#### Assignment
In the entries below, every line that contains "type" must be located and copied.

■ ■ ■ ■

PR #713, opened 2023-08-05
BLADEBURNER: Added BB Training to sleeve actions

Zelow79:
Training seemed to be the only general action sleeves where missing from BB, this aims to correct that. The Training action appeared to already be written with the player or sleeve performing the task in mind.

image
image

This does add a free alternative to the Gym, but I think there is a few pros and cons to consider. The gym may cost money and only do one stat at a time, but it is much faster (per second iirc), while BB training (not only requires BB), but also takes 30 seconds to complete.

### DIFF
--- a/src/PersonObjects/Sleeve/Sleeve.ts
+++ b/src/PersonObjects/Sleeve/Sleeve.ts
@@ -394,6 +394,9 @@ export class Sleeve extends Person implements SleevePerson {
   bladeburner(action: string, contract: string): boolean {
     if (!Player.bladeburner) return false;
     switch (action) {
+      case "Training":
+        this.startWork(new SleeveBladeburnerWork({ type: "General", name: "Training" }));
+        return true;
       case "Field analysis":
       case "Field Analysis":
         this.startWork(new SleeveBladeburnerWork({ type: "General", name: "Field Analysis" }));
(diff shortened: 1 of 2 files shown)


Snarling:
Just haven't had time to look into how this impacts the overall balance of training stats (e.g. how does the free bladeburner training compare in total xp/s compared to paying for powerhouse gym)

Zelow79:
> Just haven't had time to look into how this impacts the overall balance of training stats (e.g. how does the free bladeburner training compare in total xp/s compared to paying for powerhouse gym)

I am not 100% sure of the specifics, but it isn't lightning fast or anything, especially if the sleeve has no augments. Another thing to take into consideration that I forgot to mention is that training costs stamina. So really early on it can be a little risky/difficult, but I imagine it would pull ahead of sec-12 gym in the late game. The stamina gain feels pretty small too and iirc the stamina gains fall off on install. That is about all I can think of between the two, even with bonus cycles it didn't seem overpowered to me, but I respect whatever you decide. This wasn't that hard to throw together and if need be, somethings could be tweaked for sleeves.

Snarling:
Sorry for not following up on this one for so long.

So Powerhouse Gym is 10/s to a single stat, whereas Blade training is 30/30s to 4 stats, or the equivalent of 4/s in a single stat. Also it looks like Training does not scale at all with Hyperdrive which is probably the main thing I was worried about.

The stamina cost thing is low, and I think the permanent stamina gain is worth more.

Since it's a general action, it doesn't scale with Hyperdrive so that's not an issue.

Overall I think it's pretty balanced, especially because you can't just do it right from the start, you have to actually get into Bladeburner first.

Zelow79:
No worries, I was in no hurry. I am glad to see it made it in though.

■ ■ ■ ■

#### Solved exercise
+        this.startWork(new SleeveBladeburnerWork({ type: "General", name: "Training" }));
         this.startWork(new SleeveBladeburnerWork({ type: "General", name: "Field Analysis" }));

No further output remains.